■ Task brief:
In the records, find each line where "someValue" occurs, and copy it.

═════ Information shown

PR #1923, opened 2018-11-07
miscellaneous updates and enhacements for shell scripts

ashahba:
Initially when I worked on `kfctl.sh` recently I noticed the styles could be enhanced a bit.
Then as I looked at the rest of our `shell` scripts, I came to the conclusion that the same style enhancements can be applied to all.
So I ended up filing #1923 and here we are with the PR to resolve it.

This change is [Reviewable](https://reviewable.io/reviews/kubeflow/kubeflow/1923)


ashahba:
It could be a bit overwhelming at first to see all these changes at once, but most of them are just add or removing spaces or correcting indentation around line breaks and code blocks.

jlewi:
I think you referenced the wrong issue.

It might be good to start a style guide for bash scripts (not necessarily this PR). And should we open an issue for lint checking of shell scripts?

Not sure where we would put a style guide but this seems like a reasonable location.
https://github.com/kubeflow/kubeflow/tree/master/docs_dev

jlewi:
Thanks @ashahba 

/lgtm
/approve

ashahba:
Thanks @jlewi I'll another PR to add something like `shell_styles.md` to https://github.com/kubeflow/kubeflow/tree/master/docs_dev

and once that's done we can close #1925

PR #1927, opened 2018-11-08
make IAP optional for click-deploy app

kunmingg:
1. make IAP optional for click-deploy app
2. update instructions for both cases (IAP / no IAP)
3. add button for both cases to smooth experience

---
This change is [Reviewable](https://reviewable.io/reviews/kubeflow/kubeflow/1927)

### DIFF
--- a/components/gcp-click-to-deploy/src/App.tsx
+++ b/components/gcp-click-to-deploy/src/App.tsx
@@ -141,8 +141,8 @@ class App extends React.Component<any, { signedIn: boolean }> {
                   <ul>
                     <ul>
                       <li>  Click Cloud Shell; run command in pop up window; kubeflow UI will be at
-                        <a href="http://localhost:8080/" style={{ color: 'inherit', marginLeft: 5 }} target="_blank"
-                        >localhost:8080</a>
+                        <a href="https://ssh.cloud.google.com/devshell/proxy?authuser=0&port=8081" style={{ color: 'inherit', marginLeft: 5 }} target="_blank"
+                        >here</a>
                       </li>
                     </ul>
                   </ul>
--- a/components/gcp-click-to-deploy/src/App.tsx
+++ b/components/gcp-click-to-deploy/src/App.tsx
@@ -140,9 +140,7 @@ class App extends React.Component<any, { signedIn: boolean }> {
                   </ul>
                   <ul>
                     <ul>
-                      <li>  Click Cloud Shell; run command in pop up window; kubeflow UI will be at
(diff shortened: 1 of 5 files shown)


components/gcp-click-to-deploy/src/App.tsx
```diff
@@ -107,22 +107,45 @@ class App extends React.Component<any, { signedIn: boolean }> {
...
+                <div>
+                  To connect to deployed Kubeflow cluster:
+                </div>
+                <div>
+                  <ul>
+                    <li> If you configured IAP Oauth Client ID and Secret: </li>
+                  </ul>
+                  <ul>
+                    <ul>
+                      <li>  Click IAP Access (might need to wait up to 20 minutes on network settings) </li>
```
jlewi: "20 minutes for domain and IAP to setup"

components/gcp-click-to-deploy/src/DeployForm.tsx
```diff
@@ -262,12 +271,53 @@ export default class DeployForm extends React.Component<any, DeployFormState> {
       if (p.name === 'acmeEmail') {
         p.value = email;
       }
-    });
+
+      if (p.name === 'jupyterHubAuthenticator') {
```
jlewi: So the client side JS is responsible for setting the authenticator for JupyterHub?

jlewi:
This is great; just a minor comment about the instructions.

abhi-g:
Is it possible to add a checkbox for IAP setup, which is unchecked by default. When unchecked the IAP related fields can be hidden from the form, and visible if checked.

abhi-g:
I agree with Jeremy that we can still merge this PR, allowing users the
option to use kubectl port-forward.

kunmingg:
Sure, seems we might be able to automate cloud shell.
Will change frontend a bit and merge this PR.

components/gcp-click-to-deploy/src/App.tsx
```diff
@@ -107,22 +107,45 @@ class App extends React.Component<any, { signedIn: boolean }> {
...
+                    </ul>
+                  </ul>
+                  <ul>
+                    <li> If you leave IAP Oauth Client ID and Secret empty: </li>
+                  </ul>
+                  <ul>
+                    <ul>
+                      <li>  Click Cloud Shell; run command in pop up window; kubeflow UI will be at
```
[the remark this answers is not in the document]
kunmingg: We provide button on UI and prepare script in user's source repo,
when user click button, cloud shell will clone repo and cd into script dir.
User only need to run ```./conn.sh```

components/gcp-click-to-deploy/src/DeployForm.tsx
kunmingg: Ideally not, will take care in https://github.com/kubeflow/kubeflow/issues/1971

PR #1939, opened 2018-11-10
fixes 'ksonnet env should override params'

### LINKED ISSUE #1924: ksonnet env should override params
currently many libsonnet files have the following
```
    local params = _env + _params,
```

however this should be switched to 
```
    local params = _params + _env,
```
so that env values override param values

kkasravi:
fixes #1924

---
This change is [Reviewable](https://reviewable.io/reviews/kubeflow/kubeflow/1939)

### DIFF
--- a/kubeflow/application/application.libsonnet
+++ b/kubeflow/application/application.libsonnet
@@ -5,7 +5,7 @@
   local crd = k8s.apiextensions.v1beta1.customResourceDefinition,
 
   new(_env, _params):: {
-    local params = _env + _params {
+    local params = _params + _env {
       labels: {
         app: _params.name,
       },
--- a/kubeflow/argo/argo.libsonnet
+++ b/kubeflow/argo/argo.libsonnet
@@ -4,7 +4,7 @@
   local k = import "k.libsonnet",
   local util = import "kubeflow/core/util.libsonnet",
   new(_env, _params):: {
-    local params = _env + _params,
+    local params = _params + _env,
 
     // CRD's are not namespace scoped; see
     // https://kubernetes.io/docs/tasks/access-kubernetes-api/extend-api-custom-resource-definitions/
--- a/kubeflow/core/ambassador.libsonnet
+++ b/kubeflow/core/ambassador.libsonnet
@@ -2,7 +2,7 @@
   local k = import "k.libsonnet",
   local util = import "kubeflow/core/util.libsonnet",
   new(_env, _params):: {
-    local params = _env + _params,
+    local params = _params + _env,
 
     local ambassadorService = {
       apiVersion: "v1",
--- a/kubeflow/core/centraldashboard.libsonnet
+++ b/kubeflow/core/centraldashboard.libsonnet
@@ -2,7 +2,7 @@
   local k = import "k.libsonnet",
   local util = import "kubeflow/core/util.libsonnet",
   new(_env, _params):: {
-    local params = _env + _params,
+    local params = _params + _env,
 
     local centralDashboardDeployment = {
       apiVersion: "extensions/v1beta1",
--- a/kubeflow/core/cert-manager.libsonnet
+++ b/kubeflow/core/cert-manager.libsonnet
@@ -1,7 +1,7 @@
 {
   local util = import "kubeflow/core/util.libsonnet",
   new(_env, _params):: {
-    local params = _env + _params,
+    local params = _params + _env,
 
     local certificateCRD = {
       apiVersion: "apiextensions.k8s.io/v1beta1",
--- a/kubeflow/core/cloud-endpoints.libsonnet
+++ b/kubeflow/core/cloud-endpoints.libsonnet
@@ -2,7 +2,7 @@
   local k = import "k.libsonnet",
   local util = import "kubeflow/core/util.libsonnet",
   new(_env, _params):: {
-    local params = _env + _params {
+    local params = _params + _env {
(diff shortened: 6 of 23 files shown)


jlewi:
I left a question in the issue; repasting here

> @kkasravi Can you explain the issue? Its not clear to my why env should override parameters? I would actually not expect env to contain parameters that would also be defined in params. So I wouldn't expect the order to matter.

kkasravi:
@jlewi i didn't expect their to be an intersection of attributes between env and params since we tried to eliminate things like namespace in an earlier issue/PR. But for workflows/components/tfserving.jsonnet namespace is being fed in through params. I think there are still a few places where this old override (params.namespace overrides env.namespace) is being assumed.

lluunn:
Shouldn't we just fix those component that use params.namespace instead?

kkasravi:
@jlewi agreed. 

For the e2e test cases (test_deploy.py) it looks like the `--namespace` argument is passed as parameters rather than through the env. I've changed this in test_deploy.py

Also, here is a common use case which overrides parameter values with env values and fails when 
> local params = _env + _params,

but succeeds when
> local params = _params + _env,

```
  ks generate ambassador ambassador
  ks env add default --namespace=kubeflow
  ks param set services.ambassador ambassadorServiceType LoadBalancer --env default
```

jlewi:
Sorry I'm still a bit confused.

Don't we want parameters to override env?

Parameters are component specific whereas environment is not component specific. So if env overrides parameters then there's no way to customize something on a per component basis (e.g. namespace).

In the example you gave

```
  ks generate ambassador ambassador
  ks env add default --namespace=kubeflow
  ks param set ambassador ambassadorServiceType LoadBalancer --env default
```

Why would this code be affected by the ordering of params and envs?  The "ambassadorServiceType" is a component parameter and I don't think it would ever be an env value. So why would the order matter?

kkasravi:
If you take a look at what is generated from 
```
  ks param set ambassador ambassadorServiceType LoadBalancer --env default
```

It's under ../ks_app/environments/default/params.libsonnet

```
local params = std.extVar('__ksonnet/params');
local globals = import 'globals.libsonnet';
local envParams = params + {
  components+: {
    "ambassador"+: {
      platform: 'null',
      ambassadorServiceType: 'LoadBalancer',
    },
  },
};

{
  components: {
    [x]: envParams.components[x] + globals
    for x in std.objectFields(envParams.components)
  },
}
```

Per the ksonnet [doc](https://github.com/ksonnet/ksonnet/blob/master/docs/concepts.md#parameter) , the environment params are intended to override the component params. In the above that has happened, but then we merge env + params in the prototype which undoes the override.

kkasravi:
> Parameters are component specific whereas environment is not component specific.

```
ks param set ambassador ambassadorServiceType LoadBalancer --env default
```

*`ks param set ambassador`* sets a component specific value *`--env default`* in the environment.

maybe i'm misunderstanding something...

jlewi:
Suppose we define the following component serviceParam.jsonnet. The purpose of this component is just to give us a way of seeing how ksonnet is setting env and params.

```
local env = std.extVar("__ksonnet/environments");
local params = std.extVar("__ksonnet/params").components.serviceParams;
{
   "apiVersion": "apps/v1beta1",
   "kind": "Deployment",
   "params": params,
   "env": env,
}
```

Now set some parameter and do ksshow

```
ks param set --env=default someParameter someValue
ks show default -c serviceParam
```

I get the following output

```
---
apiVersion: apps/v1beta1
env:
  namespace: kubeflow
  server: https://104.196.134.59
kind: Deployment
metadata:
  labels:
    ksonnet.io/component: serviceParams
params:
  containerPort: 80
  image: someimage
  name: serviceParams
  replicas: 1
  someParameter: someValue

```

So the value of the parameter **someParameter** is set in the **params** not **env** value. But more importantly there are no common fields in env and params. So whether we do **params + env** or **env+params** the result is the same. We can confirm this by changing the component to 

```
local env = std.extVar("__ksonnet/environments");
local params = std.extVar("__ksonnet/params").components.serviceParams;
{
   "apiVersion": "apps/v1beta1",
   "kind": "Deployment",
   "params": params,
   "env": env,
   "order1": env+params,
   "order2": params + env,
}
```

So I'm still not following why the order of the addition matters.

kkasravi:
@jlewi 

i went through the steps you did above and you're right - 'env' is disjoint from 'params' and typically just contains 2 members
```
    namespace: kubeflow
    server: https://35.185.234.170
```
 Mixing namespace, server into a component's params probably isn't the best idea since 
a component may want to set a namespace param that is different that the env namespace. 
For example the component may want to provide a namespace param where it deploys pod's to.
I think some components currently use 'deploymentNamespace'. But this mixin dates back to 
ksonnet's original bug/limitation of accessing the env.namespace.

In any case, as you've shown, the order doesn't matter as long as they're disjoint. 
I appreciate you taking time to show this above. The one change in this PR that may be 
worth considering is I pass namespace in separately in test_deploy rather than adding it to params. 
Also this PR could be refactored so that we don't mix _env + _params and explicitly refer to env for namespace, server in all the libsonnets. Your call on this. We have lots of other more important work to get to. Happy to close it as well. It wasn't a total waste of time for me - again thanks for your patience.

jlewi:
I'm fine with the changes in the PR; just wanted to make sure I understood  things.

Opened #1961 to stop merging params and env.

/lgtm
/approve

══════════

■ Exercise result:
ks param set --env=default someParameter someValue
  someParameter: someValue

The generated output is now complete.